### Data
PR #4741, opened 2026-06-26
[BpkModal] Fix focus trap broken by React 19 ref injection

IrinaWei:
## Summary

`TransitionInitialMount` injected a `nodeRef` into its child via `cloneElement(children, { ref: nodeRef })`, which **overwrote** the child's existing ref.

`BpkModalInner` / `BpkDialogInner` render `<section ref={dialogRef}>`, where `dialogRef` comes from the `withScrim` HOC and is used to scope focus. With the ref clobbered, `dialogRef` never fired → `withScrim.dialogElement` stayed `undefined` → `focusScope.scopeFocus()` was never called → no focus trap → **Tab escapes the modal** (the failing E2E for the mobile datepicker in global-components, backpack#4701).

This was a regression from the React 19 migration, which switched `TransitionInitialMount` to the `nodeRef` + `cloneElement` pattern (react-transition-group@4 removed the `findDOMNode` fallback).

## Fix

Merge `nodeRef` with the child's own ref instead of overwriting it:

- A memoised callback ref (`useCallback`, keyed on the child ref) keeps a **stable identity** across renders, so the child's callback ref isn't churned every render.
- The child ref is read from `props.ref` first (React 19) then `element.ref` (React 18), so it keeps working across the upcoming React 19 upgrade — no silent re-break.

## Scope

| Consumer | Child of `TransitionInitialMount` | Affected? |
|---|---|---|
| `BpkModalInner` | `<section ref={dialogRef}>` | ✅ fixed |
| `BpkDialogInner` | `<section ref={dialogRef}>` | ✅ fixed |
| `BpkScrim` | `<div>` (no ref) | unaffected |
| `BpkTooltip` / `BpkPopover` | `<section>` (uses floating-ui `FloatingFocusManager`, no `dialogRef`) | unaffected |

## Testing

image

- New regression test in `TransitionInitialMount-test.tsx` asserting both callback-ref and object-ref children still receive the DOM node.
- All `TransitionInitialMount` / `withScrim` / `BpkModal` / `BpkDialog` suites pass (117 tests).
- `npm run lint` + `tsc --noEmit` clean.

---

- [x] Tests
- [x] Accessibility tests
        - [x] Ability to navigate using a [keyboard only](https://webaim.org/techniques/keyboard/) — Tab is now trapped inside the modal again
- [ ] Storybook examples created/updated — n/a, no API change

### DIFF
--- a/packages/backpack-web/src/bpk-react-utils/src/TransitionInitialMount-test.tsx
+++ b/packages/backpack-web/src/bpk-react-utils/src/TransitionInitialMount-test.tsx
@@ -16,6 +16,8 @@
  * limitations under the License.
  */
 
+import { createRef } from 'react';
+
 import { render } from '@testing-library/react';
 
 import TransitionInitialMount from './TransitionInitialMount';
@@ -33,5 +35,35 @@ describe('TransitionInitialMount', () => {
     );
 
     expect(asFragment()).toMatchSnapshot();
+  });
+
+  it("should preserve the child's own ref when injecting nodeRef", () => {
+    // Regression: cloneElement used to overwrite the child ref with nodeRef,
+    // which broke focus trapping in BpkModal/BpkDialog (the dialogRef from
+    // withScrim never fired). See backpack#4701.
+    const callbackRef = jest.fn();
+    const objectRef = createRef<HTMLElement>();
+
+    render(
+      <TransitionInitialMount
+        appearClassName="block--appear"
+        appearActiveClassName="block--appear-active"
+        transitionTimeout={250}
+      >
+        <section ref={callbackRef}>callback ref child</section>
+      </TransitionInitialMount>,
+    );
+    expect(callbackRef).toHaveBeenCalledWith(expect.any(HTMLElement));
+
+    render(
+      <TransitionInitialMount
+        appearClassName="block--appear"
+        appearActiveClassName="block--appear-active"
+        transitionTimeout={250}
+      >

### What the task asks
Only the lines from the one holding "- [ ] Storybook" to the end of the listing are to be written out, word for word.

### Your solution
- [ ] Storybook examples created/updated — n/a, no API change

### DIFF
--- a/packages/backpack-web/src/bpk-react-utils/src/TransitionInitialMount-test.tsx
+++ b/packages/backpack-web/src/bpk-react-utils/src/TransitionInitialMount-test.tsx
@@ -16,6 +16,8 @@
  * limitations under the License.
  */
 
+import { createRef } from 'react';
+
 import { render } from '@testing-library/react';
 
 import TransitionInitialMount from './TransitionInitialMount';
@@ -33,5 +35,35 @@ describe('TransitionInitialMount', () => {
     );
 
     expect(asFragment()).toMatchSnapshot();
+  });
+
+  it("should preserve the child's own ref when injecting nodeRef", () => {
+    // Regression: cloneElement used to overwrite the child ref with nodeRef,
+    // which broke focus trapping in BpkModal/BpkDialog (the dialogRef from
+    // withScrim never fired). See backpack#4701.
+    const callbackRef = jest.fn();
+    const objectRef = createRef<HTMLElement>();
+
+    render(
+      <TransitionInitialMount
+        appearClassName="block--appear"
+        appearActiveClassName="block--appear-active"
+        transitionTimeout={250}
+      >
+        <section ref={callbackRef}>callback ref child</section>
+      </TransitionInitialMount>,
+    );
+    expect(callbackRef).toHaveBeenCalledWith(expect.any(HTMLElement));
+
+    render(
+      <TransitionInitialMount
+        appearClassName="block--appear"
+        appearActiveClassName="block--appear-active"
+        transitionTimeout={250}
+      >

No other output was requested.